I’d been thinking about it all day, and I’d decided that there would be approximately two seconds between when I told Kris that I was in love with her and she responded. It’s amazing how I can let millions of seconds fade away but two seconds can be everything, two seconds can decide everything.
Sitting on the next stool, I placed Kris’s lighter on her napkin. “Hi, I’m Nick.”
“Kris,” she said so softly that her name trickled into my ears. She slipped the lighter into her jacket.
“What are you writing?” I asked.
“It doesn’t really matter.”
“Are you writing a story or is it like a diary?”
“It’s both.” She gave me a look that said “Why are you still here?” but I didn’t falter.
“Truth is stranger than fiction, you know,” I said, trying hopelessly to liven up our conversation. If this didn’t work, I was out of there. “It has to be. Fiction must be plausible.”
Kris’s head was bent over her book, and her hair was hiding most of her face, but I’ll bet a lap around Central Park in the middle of the night that she smiled.
“
You make that up yourself?”
“No, it’s Mark Twain,” I said, remembering when my dad first used that line on me.
“It’s pretty funny.” She hit the bottom of her soft pack and the tip of a cigarette popped out.
I reached quickly for the matches I had in my pocket and lit one using only my left hand. It was a trick I’d learned from Kodak, and I was so proud to show it to her.

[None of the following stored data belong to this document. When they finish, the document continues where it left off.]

Issue #1427, opened 2023-12-18
Random failure of SmartImportTests.testConfigurationIgnoreNestedProjects


fedejeanne:
Failed on [this build](https://github.com/eclipse-platform/eclipse.platform.ui/actions/runs/7223222480/job/19681830746) of #1404 
```java
org.eclipse.ui.tests.datatransfer.SmartImportTests.testConfigurationIgnoreNestedProjects -- Time elapsed: 0.689 s <<< FAILURE!
junit.framework.AssertionFailedError: Root project shouldn't have been configured
	at junit.framework.Assert.fail(Assert.java:57)
	at junit.framework.Assert.assertTrue(Assert.java:22)
	at junit.framework.Assert.assertFalse(Assert.java:39)
	at junit.framework.TestCase.assertFalse(TestCase.java:208)
	at org.eclipse.ui.tests.datatransfer.SmartImportTests.testConfigurationIgnoreNestedProjects(SmartImportTests.java:273)
...
```

PR #1645, opened 2024-02-06
Unify Hover-Behavior Between Light and Dark Theme

BeckerWdf:
In the "Dark" theme the background color of unselected tabs in CTabFolders changes color when user hovers over them with the mouse cursor. This helps a lot to see where an inactive tab starts and ends.

This change adds the same behavior also for the light theme.

### DIFF
--- a/bundles/org.eclipse.ui.themes/css/light/e4-light_tabstyle.css
+++ b/bundles/org.eclipse.ui.themes/css/light/e4-light_tabstyle.css
@@ -30,6 +30,7 @@
 	padding: 0px;
 	color: '#org-eclipse-ui-workbench-INACTIVE_TAB_TEXT_COLOR';
 	swt-draw-custom-tab-content-background: true;
+	swt-unselected-hot-tab-color-background:'#org-eclipse-ui-workbench-ACTIVE_TAB_BG_START';
 }
 
 .MPartStack.active {


BeckerWdf:
This is how the dark theme already looks like:
Screen Recording dark

This how this looks like on macOS before this change
Screen Recording before

This how this looks like on macOS after this change

Screen Recording after

BeckerWdf:
I think this also helps a lot for user that have the "Hide icon" setting on the "Appearance" preference page (#1071) turned on.

BeckerWdf:
@HeikoKlare and @thomasritter: What do you think?

HeikoKlare:
I agree that the proposed behavior is desirable. On Windows, the behavior is already as expected without this PR: hovering over unselected tab items (no matter if the tab folder has focus or not) highlights them. In the following screenshot, I hover over the "Declaration" tab. Note that the color is also lighter than the one selected in this PR:
image

Unfortunately, with this change, it does now work anymore on Windows. Behavior is then as follows: hovering over a tab item only highlights it if the tab folder does _not_ have focus. And in that case, the highlight color is notably darker than in the current implementation. Again, I hover over the "Declaration" tab:
image

So there seem to be different theme colors and/or different CSS interpretations at least in the Mac and Windows implementations.

BeckerWdf:
> I agree that the proposed behavior is desirable. On Windows, the behavior is already as expected without this PR: hovering over unselected tab items (no matter if the tab folder has focus or not) highlights them. In the following screenshot, I hover over the "Declaration" tab. Note that the color is also lighter than the one selected in this PR: image

Can you tell me what color definition is used here?

> Unfortunately, with this change, it does now work anymore on Windows. Behavior is then as follows: hovering over a tab item only highlights it if the tab folder does _not_ have focus. And in that case, the highlight color is notably darker than in the current implementation. Again, I hover over the "Declaration" tab: image
> 
> So there seem to be different theme colors and/or different CSS interpretations at least in the Mac and Windows implementations.

That's strange.
For windows light the following CSS file is used: e4_default_win.css. This includes /css/e4_basestyle.css, which in turn includes /css/light/e4-light_tabstyle.css.
For mac light the following CSS file is used: e4_default_mac.css. This includes /css/e4_basestyle.css, which is the same as for windows.

So the difference has to be in the CSS definitons inside e4_default_win.css. And in this file we have (besides some ColorDefinitions) only this:

```
.MPartStack {
	swt-simple: true;
}

CTabFolder.MArea {
	background-color: #F0F0F0;
	swt-selected-tab-fill: #F0F0F0;
	swt-unselected-tabs-color: #F0F0F0;
	swt-outer-keyline-color: #F0F0F0;
	swt-inner-keyline-color: #F0F0F0;
	swt-tab-outline: #F0F0F0;
}

CTabFolder Canvas {
	background-color: #F8F8F8;
}
```

Which of these properties causes the hover-behaviour on windows?

HeikoKlare:
I changed all of them, but none had any effect on the hover behavior. Probaby the hover behavior is simply the default behavior of the OS widget.

But I now found why your proposal "breaks" behavior on Windows: the highlight color you chose is exactly the same as the background color of a tab folder that has focus. You can see that in the following screenshot: in both cases, I hover over the "Declaration" tab. The tab folder at the top has focus, while the one at the bottom has not.

image

Using the background color for active rather than inactive tabs would fix that. That is actually the color that Windows already uses by default, so it would change nothing on Windows compared to existing behavior.

bundles/org.eclipse.ui.themes/css/light/e4-light_tabstyle.css
```diff
@@ -30,6 +30,7 @@
 	padding: 0px;
 	color: '#org-eclipse-ui-workbench-INACTIVE_TAB_TEXT_COLOR';
 	swt-draw-custom-tab-content-background: true;
+	swt-unselected-hot-tab-color-background:'#org-eclipse-ui-workbench-INACTIVE_TAB_BG_START';
```
HeikoKlare:
```suggestion
	swt-unselected-hot-tab-color-background:'#org-eclipse-ui-workbench-ACTIVE_TAB_BG_START';
```

BeckerWdf: Thanks for finding out. I took over your proposal. Can you pls. test again?

HeikoKlare:
I tested on Windows and Linux and both look good now 👍 That means: the patch does not change any behavior for these systems, as both Win32 and GTK seem to have the hover highlighting behavior as default.

Just one thing I found when taking another look at the CSS configurations: usually there are color keys "start" and "end", probably in case the theme defines some gradient? E.g. 
```
'#org-eclipse-ui-workbench-ACTIVE_TAB_BG_START' '#org-eclipse-ui-workbench-ACTIVE_TAB_BG_END' 100% 100%;
```
Maybe the added configuration should also consider that, even though gradients are rather uncommon now?

BeckerWdf:
> I tested on Windows and Linux and both look good now 👍 That means: the patch does not change any behavior for these systems, as both Win32 and GTK seem to have the hover highlighting behavior as default.
> 
> Just one thing I found when taking another look at the CSS configurations: usually there are color keys "start" and "end", probably in case the theme defines some gradient? E.g.
> 
> ```
> '#org-eclipse-ui-workbench-ACTIVE_TAB_BG_START' '#org-eclipse-ui-workbench-ACTIVE_TAB_BG_END' 100% 100%;
> ```
> 
> Maybe the added configuration should also consider that, even though gradients are rather uncommon now?

I also thought about the gradient and explicitly opted against it. It's uncommon in todays UIs. Should we merge this as is?

vogella:
Comment to the same start and end gradient colour: IIRC the CSS engine only supported gradients hence to remove it I had to set both to the same value. It would better if the css API supports a single colour as we could simplify our CSS files but I never found the time to investigate/ implement this.

HeikoKlare (approved):
From my side, this is ready to merge.

BeckerWdf:
Why is the CI build failing now?
`Remote call to JNLP4-connect connection from 10.40.66.231/10.40.66.231:56210`

HeikoKlare:
Build is failing because of 
`META-INF/MANIFEST.MF:0 The re-exported type org.eclipse.swt.ole.win32.OLE has been removed from org.eclipse.jface_3.32.0` etc.
These errors also occur in master builds: https://ci.eclipse.org/platform/job/eclipse.platform.ui/job/master/335/console

This is an SWT issue (I will inspect if that's covered by one of the issues processed today).

BeckerWdf:
> Build is failing because of `META-INF/MANIFEST.MF:0 The re-exported type org.eclipse.swt.ole.win32.OLE has been removed from org.eclipse.jface_3.32.0` etc. These errors also occur in master builds: https://ci.eclipse.org/platform/job/eclipse.platform.ui/job/master/335/console
> 
> This is an SWT issue (I will inspect if that's covered by one of the issues processed today).

Thanks for looking into it.

BeckerWdf:
> Comment to the same start and end gradient colour: IIRC the CSS engine only supported gradients hence to remove it I had to set both to the same value. It would better if the css API supports a single colour as we could simplify our CSS files but I never found the time to investigate/ implement this.

the property 'swt-unselected-hot-tab-color-background' doesn't support gradients but only a single color 
see:

```
	@Override
	protected void applyCSSProperty(Control control, String property,
			CSSValue value, String pseudo, CSSEngine engine) throws Exception {
		if (!(control instanceof CTabFolder) || value.getCssValueType() != CSSValue.CSS_PRIMITIVE_VALUE) {
			return;
		}

		if (UNSELECTED_HOT_TAB_COLOR_BACKGROUND.equals(property)) {
			Color newColor = (Color) engine.convert(value, Color.class, control.getDisplay());
			CTabFolderRenderer renderer = ((CTabFolder) control).getRenderer();
			if (renderer instanceof ICTabRendering) {
				((ICTabRendering) renderer).setUnselectedHotTabsColorBackground(newColor);
			}
		}
	}
```

iloveeclipse:
> Build is failing because of `META-INF/MANIFEST.MF:0 The re-exported type org.eclipse.swt.ole.win32.OLE has been removed from org.eclipse.jface_3.32.0` etc. These errors also occur in master builds: https://ci.eclipse.org/platform/job/eclipse.platform.ui/job/master/335/console
> 
> This is an SWT issue (I will inspect if that's covered by one of the issues processed today).

I've reported https://github.com/eclipse-platform/eclipse.platform.ui/issues/1654

BeckerWdf:
> > Build is failing because of `META-INF/MANIFEST.MF:0 The re-exported type org.eclipse.swt.ole.win32.OLE has been removed from org.eclipse.jface_3.32.0` etc. These errors also occur in master builds: https://ci.eclipse.org/platform/job/eclipse.platform.ui/job/master/335/console
> > This is an SWT issue (I will inspect if that's covered by one of the issues processed today).
> 
> I've reported #1654

Thanks.

BeckerWdf:
The two failing tests are already reported in:
https://github.com/eclipse-platform/eclipse.platform.ui/issues/1005
https://github.com/eclipse-platform/eclipse.platform.ui/issues/1427

PR #1665, opened 2024-02-10
Allow user select default editor per content type

### LINKED ISSUE #1659: Extend editor specification with editor precedence based on content type bindings
## Issue

It seems, the Eclipse platform does not provide any way of specifying when to prefer which editor in case we have multiple editors bound to the same content type. For example, having two C++ editors registered for the C++ content type (e.g. content type ID org.eclipse.cdt.core.cxxSource) and trying to find the preferred (or "default") editor for a cpp file with `IDE.getEditorDescriptor(path, true, false)`, the Eclipse platform will just [select the first compatible editor that if finds](https://github.com/eclipse-platform/eclipse.platform.ui/blob/d7676d31c86c5ff586a9fa091b2cb81981ffd754/bundles/org.eclipse.ui.workbench/Eclipse%20UI/org/eclipse/ui/internal/registry/EditorRegistry.java#L1341).

When specifying an editor in an editor extension, we can set the default attribute to true, but that value seems not to be considered when selecting editors by content type bindings.

image

This issue might be related to #1532.

## Suggestion

It would be nice if there were an extension point where we can specify an editor precedence based on the content type binding, e.g. prefer LSP-based C++ editor over the classical C++ editor from CDT or prefer the generic text editor over the default text editor. The extension point should provide default settings that can be changed via preferences based on the user needs.

Having this, the Eclipse Platform's editor choice based on the content type should consider the specified / configured editor precedence. I.e. in case of multiple editors registered for the same content type `IDE.getEditorDescriptor(path, true, false)` would not just return an arbitrary editor that matches the content type, but return the one preferred by the user (or plugin specifications).

iloveeclipse:
Extended "Content Types" preference page with possibility to set one of the editors configured for a content type to "default" editor.

The preference will be saved into `org.eclipse.ui.workbench` preference store.

The key is a combination of a prefix with content type id, the value is the editor id, for example to associate base XML content type with generic editor, following is saved:

`defaultEditorForContentType_org.eclipse.core.runtime.xml=org.eclipse.ui.genericeditor.GenericEditor`

By default nothing is changed for IDE, but products can set defaults using the product customization, e.g. for the example above it would be:

`org.eclipse.ui.workbench/defaultEditorForContentType_org.eclipse.core.runtime.xml=org.eclipse.ui.genericeditor.GenericEditor`

image

Fixes https://github.com/eclipse-platform/eclipse.platform.ui/issues/1659

### DIFF
--- a/bundles/org.eclipse.ui.workbench/Eclipse UI/org/eclipse/ui/internal/IPreferenceConstants.java
+++ b/bundles/org.eclipse.ui.workbench/Eclipse UI/org/eclipse/ui/internal/IPreferenceConstants.java
@@ -99,6 +99,9 @@ public interface IPreferenceConstants {
 	// Preference key for default editors
 	String DEFAULT_EDITORS_CACHE = "defaultEditorsCache"; //$NON-NLS-1$
 
+	// Preference key prefix for default editor associated with a content type
+	String DEFAULT_EDITOR_FOR_CONTENT_TYPE = "defaultEditorForContentType_"; //$NON-NLS-1$
+
 	// Tab width = tab height * scalar value
 	String EDITOR_TAB_WIDTH = "EDITOR_TAB_WIDTH"; //$NON-NLS-1$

“I thought you didn’t have a light.” Kris closed her diary, and my ego popped like a circus balloon. I wanted to say something cool to try and make up for it, but I couldn’t think clearly. I felt like that poor kid who runs into the wrong end-zone with the football and celebrates.

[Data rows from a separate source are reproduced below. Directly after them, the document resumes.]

PR #1666, opened 2024-02-11
Fix ignored external folding reconcile strategies

ghentschke:
Since the change which comes with commit 14f3660 'add always default folding reconciler' is faulty, it should be removed. Reason:
hasExternalFoldingAnnotations is always false because containsExternalFoldingAnnotations() can  never return true, because FoldingAnnotation is a non public class which should not be used by external folding reconciler strategies, like the one provided by LSP4E.

Therefore the external folding strategy provided via extension point is not considered.


ghentschke:
@mickaelistria can you please take look.

mickaelistria:
Do you think it would be affordable to create a test case for this story?

ghentschke:
What you think should be tested (better)? There are already unit tests for Folding [here](https://github.com/eclipse-platform/eclipse.platform.ui/blob/master/tests/org.eclipse.ui.genericeditor.tests/src/org/eclipse/ui/genericeditor/tests/FoldingTest.java) including tests for the default and custom folding reconciler.

mickaelistria:
@ghentschke OK, let's merge.

PR #1669, opened 2024-02-12
Improve Double Separator Handling

### LINKED ISSUE #1668: Double Separators can be created with empty DynamicMenuContributions

## Steps to reproduce

AFAIK, JFace has a logic to remove double Separators from Context Menus. But this only works if they are next to each other after the contributions are collected. When some of these contributions do not contribute anything, the double Separators are not removed.

I tried:
grafik
The Second Contribution in this screenshot creates a dynamic menu contribution and a separator before that. 
The dynamic contribution does not add any elements (This could be the case that in the current selection, none of the possible results are valid, depending on implementation)

I expected: That the double and end separators are removed

But got: 
There is a Separator at the end of the Context Menu that is not removed.
grafik

* OS & version: Windows 11 and Linux
* Eclipse IDE/Platform version (as shown in *Help > About*): latest 2024-03

## Community

N1k145:
Fixes #1668

The Double Separator Handling is improved to support cases where empty contributions where located between separators

Steps to reproduce:
Create a menu looking like this:
* Action
* Separator
* Dynamic Contribution (not contributing anything)
* Separator
* Action

### DIFF
--- a/bundles/org.eclipse.jface/src/org/eclipse/jface/action/MenuManager.java
+++ b/bundles/org.eclipse.jface/src/org/eclipse/jface/action/MenuManager.java
@@ -740,28 +740,17 @@ public class MenuManager extends ContributionManager implements IMenuManager {
 	protected void update(boolean force, boolean recursive) {
 		if (isDirty() || force) {
 			if (menuExist()) {
-				// clean contains all active items without double separators
 				IContributionItem[] items = getItems();
+
+				// clean contains all active items
 				List<IContributionItem> clean = new ArrayList<>(items.length);
-				IContributionItem separator = null;
+
 				for (IContributionItem item : items) {
 					IContributionItem ci = item;
 					if (!isChildVisible(ci)) {
 						continue;
 					}
-					if (ci.isSeparator()) {
-						// delay creation until necessary
-						// (handles both adjacent separators, and separator at end)
-						separator = ci;
-					} else {
-						if (separator != null) {
-							if (clean.size() > 0) {
-								clean.add(separator);
-							}
-							separator = null;
-						}
-						clean.add(ci);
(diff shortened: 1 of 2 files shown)


bundles/org.eclipse.jface/src/org/eclipse/jface/action/MenuManager.java
```diff
@@ -740,28 +740,17 @@ protected void doItemFill(IContributionItem ci, int index) {
 	protected void update(boolean force, boolean recursive) {
 		if (isDirty() || force) {
 			if (menuExist()) {
-				// clean contains all active items without double separators
 				IContributionItem[] items = getItems();
+
+				// clean contains all active items
 				List<IContributionItem> clean = new ArrayList<>(items.length);
```
BeckerWdf, line 746: as "cleaning up" the double separators is not done later: is "clean" still a good name?

N1k145: To be honest, I think "clean" was never a good name.
But after the change, the not visible items are still "cleaned" from the list

BeckerWdf:
failing test is already reported in https://github.com/eclipse-platform/eclipse.platform.ui/issues/751

BeckerWdf:
If nobody objects I plan to merge this tomorrow.

BeckerWdf:
@N1k145 for your PR

iloveeclipse:
Could you please add the test to the test suite? Otherwise it will not run.

N1k145:
> Could you please add the test to the test suite? Otherwise it will not run.

Thank you for noticing, I'm so used to JUnit where there are no test suites anymore.

I added it in the new PR.

PR #1676, opened 2024-02-13
Fix wrong String split regex when checking OS version

Phillipus:
The "." character should be escaped as `"\\."` otherwise we get an empty String array


sratz (approved):

Phillipus:
@sratz Thanks for review. Shall I commit or would you prefer to?

sratz:
Thanks!

Test failure on macOS is unrelated.

PR #1678, opened 2024-02-13
PartRenderingEngineTests: fix ThreadDeath

jukzi:
"The type ThreadDeath has been deprecated since version 20 and marked for removal"

### DIFF
--- a/tests/org.eclipse.e4.ui.tests/src/org/eclipse/e4/ui/tests/workbench/PartRenderingEngineTests.java
+++ b/tests/org.eclipse.e4.ui.tests/src/org/eclipse/e4/ui/tests/workbench/PartRenderingEngineTests.java
@@ -153,8 +153,11 @@ public class PartRenderingEngineTests {
 		try {
 			advisor.eventLoopException(ex);
 		} catch (Throwable t) {
-			if (t instanceof ThreadDeath td) {
-				throw td;
+			// The type ThreadDeath has been deprecated since version 20
+			// and marked for removal
+			if ("ThreadDeath".equals(t.getClass().getSimpleName())) {
+				// don't catch ThreadDeath by accident
+				throw t;
 			}
 			// couldn't handle the exception, print to console
 			t.printStackTrace();


tests/org.eclipse.e4.ui.tests/src/org/eclipse/e4/ui/tests/workbench/PartRenderingEngineTests.java
```diff
@@ -153,8 +153,11 @@ private void handle(Throwable ex, IEventLoopAdvisor advisor) {
 		try {
 			advisor.eventLoopException(ex);
 		} catch (Throwable t) {
-			if (t instanceof ThreadDeath td) {
-				throw td;
+			// The type ThreadDeath has been deprecated since version 20
+			// and marked for removal
+			if ("ThreadDeath".equals(t.getClass().getSimpleName())) {
```
HannesWell, line 158: Is there a reason, why you didn't use the fully qualified name `java.lang.ThreadDeath`?
Using that would be saver.

haubi: @jukzi Two further thoughts here - especially for when someone discovers this when looking for some template on what to do with that deprecation warning:
- This would break when the throwable actually _extends_ ThreadDeath.
- This would hide a compilation error when ThreadDeath really is being removed.

Instead of _silently_ hiding the warning, I would prefer a general discussion of what to use _instead_ of ThreadDeath:
Are you aware of such a discussion somewhere already, or maybe even it's outcome meanwhile, and can share the link, even here?

laeubi: > Instead of silently hiding the warning, I would prefer a general discussion of what to use instead of ThreadDeath

As this is a testclass and hopefully no one ever calls Thread.stop() somewhere (**deprecated since Java 1.2!**) I would simply remove that thing altogether!

haubi:
ACK - moved this question to https://github.com/eclipse-rap/org.eclipse.rap/issues/267.

tests/org.eclipse.e4.ui.tests/src/org/eclipse/e4/ui/tests/workbench/PartRenderingEngineTests.java
haubi: ACK - moved this question to https://github.com/eclipse-rap/org.eclipse.rap/issues/267.

jukzi: As long as tests can use Thread.stop() i would keep the code. I wonder how org.eclipse.jdt.debug.core.IJavaThread.stop(IJavaObject) works.

laeubi: I can't find any test really calling `Thread.stop()` and the javadoc clearly state that this is dangerous and can corrupt memory. So I would say even if tests do this we should not support such behavior.

`IJavaThread.stop(IJavaObject)` is documented to call `Thread.stop()` but I cant really find any usage of this as well, so probably we should prepare to remove that API as well.

PR #1680, opened 2024-02-14
Suppress warnings about deprecated Preferences in legacy Code

jukzi:


akurtakov:
Please don't submit for the reason described at https://github.com/eclipse-platform/eclipse.platform/pull/1204#issuecomment-1943498574

PR #1681, opened 2024-02-14
Suppress warnings about deprecated org.eclipse.ui.keys in legacy Code

jukzi:


akurtakov:
Please don't push for the reason described at https://github.com/eclipse-platform/eclipse.platform/pull/1204#issuecomment-1943498574

vogella:
Seems like a again and again upcoming topic if we should hide warnings or not. @jukzi you can send a request for decisioin to the PMC mailing list or start a committer vote on this one. 

Currently it is at least one committer against hidding more warnings, so this is a no-go until you got a different PMC decsion or committer vote.

jukzi:
at least for this commit this is hillarious: it is only the package org.eclipse.ui.internal.keys which imports deprecated org.eclipse.ui.keys and nothing else beside java.util

laeubi:
If code relies on deprecated functionality it should be itself be deprecated (what will make the deprecation warning go away as far as I know).

akurtakov:
Even if it's only java.util that way a new deprecation similar to https://docs.oracle.com/en/java/javase/21/docs/api/java.base/java/util/Date.html#%3Cinit%3E(int,int,int) (which is most likely not used in the package at all but I haven't checked) will go unnoticed with this approach.

PR #1684, opened 2024-02-14
Fix NPE in Windows Defender autofix Powershell script on first exclusion

HannesWell:
If a user has no process-exclusion defined in its Windows Defender configuration yet, the expression
`(Get-MpPreference).ExclusionProcess` returns null in the Powershell script to perform the exclusion.
If a null reference is read, the variable is now initialized with an empty set.


HannesWell:
Verified that it is now working as expected.
Everyone that used yesterdays I-build and had run the exclusion check should update its installation and rerun the exclusion check via the preferences `General -> Startup and shutdown`.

“What did you say your name was?” Kris asked.
“Nick.” I lowered my head. I don’t know why, but her blue eyes scared the hell out of me. I was sure that if I looked into them, I wouldn’t be able to find my way home.
“Remember yesterday when you sat in the corner booth?” I nodded and felt my cheeks heat up. “You sat there for nearly an hour. It was so ridiculous, it was kind of nice. And then when you came back tonight . . . I don’t know.”
“You saw me watching you?”
“There are mirrors all over this diner,” she said, grinning.
“What should I have said?”
“I don’t know. What kinds of lines do guys say these days?”
“I wish I knew,” I muttered.
“How about ‘Hi, my name’s Nick. I was hoping to buy you a cup of coffee, and I have my own matches.’ ”
“Kris,” I began, and I suddenly realized how nice it was to simply say her name.
“Nick?”
“I don’t know,” I finally said to Kris and myself. “I can’t even figure out what I want to do tomorrow.”
“What about tonight?” Kris laughed.
“Seventy-millimeter screening of Storaro’s best film.” I couldn’t handle listening to her talk about Luke. What was it going to take for me to stop being such a pussy? “You’re going to love the print.”